Dataset entries:

Issue #3029, opened 2021-06-22
Cannot select shadow dom elements for `include` option of axe.run


straker:
Axe-core currently is unable to `include` elements that reside inside a shadow DOM. Trying to do so results in an error.

```html
<div id="shadow"></div>'

<script>
(async () => {
  var shadow = document.querySelector('#shadow');
  var shadowRoot = shadow.attachShadow({ mode: 'open' });
  shadowRoot.innerHTML = '<main><iframe id="f1"></iframe></main>';

  await axe.run({ include: ['main'] });  // Error: No elements found for include in page Context
})();
</script>
```

WilcoFiers:
I'm going to close this issue. We have never seen a use case for this. If anyone does encounter issues with this, feel free to open a new issue.

PR #3063, opened 2021-07-06
feat(axe.run) include shadow elements

clottman:
This seems like it should be a straightforward change from document.querySelectorAll to the axe querySelectorAll but it breaks a bunch of stuff. 

Closes issue: #3029

### DIFF
--- a/lib/core/base/context.js
+++ b/lib/core/base/context.js
@@ -46,7 +46,9 @@ function pushUniqueFrameSelector(context, type, selectorArray) {
   context.frames = context.frames || [];
 
   const frameSelector = selectorArray.shift();
-  const frames = querySelectorAll(context.flatTree, frameSelector);
+  const frames = querySelectorAll(context.flatTree, frameSelector).map(
+    vNode => vNode.actualNode
+  );
 
   Array.from(frames).forEach(frame => {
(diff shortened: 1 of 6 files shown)


lib/core/base/context.js
```diff
@@ -45,7 +46,9 @@ function pushUniqueFrameSelector(context, type, selectorArray) {
   context.frames = context.frames || [];
 
   const frameSelector = selectorArray.shift();
-  const frames = document.querySelectorAll(frameSelector);
+  const frames = querySelectorAll(context.flatTree, frameSelector).map(
```
WilcoFiers, line 49: This introduced quite a few problems:

1. Existing uses of include/exclude are going to find more nodes than it does today, because they are now applied over all trees.
2. Real CSS selectors will find the wrong element. `some-component > :first-child` will get the first child in the flat tree, instead of the first slotted element.
3. Selectors currently supported won't be. utils.querySelectorAll only supports a subset of CSS
4. IDs selection becomes very quirky, since they're no longer used

This has the potential to break a fair amount of existing scripts running axe-core today. I'm not in favor of this change.

WilcoFiers (changes requested):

TASK OBJECTIVE –
Working from the records above, find how many lines contain the string "going" and answer with the bare number.

ANSWER TO THE EXERCISE –
2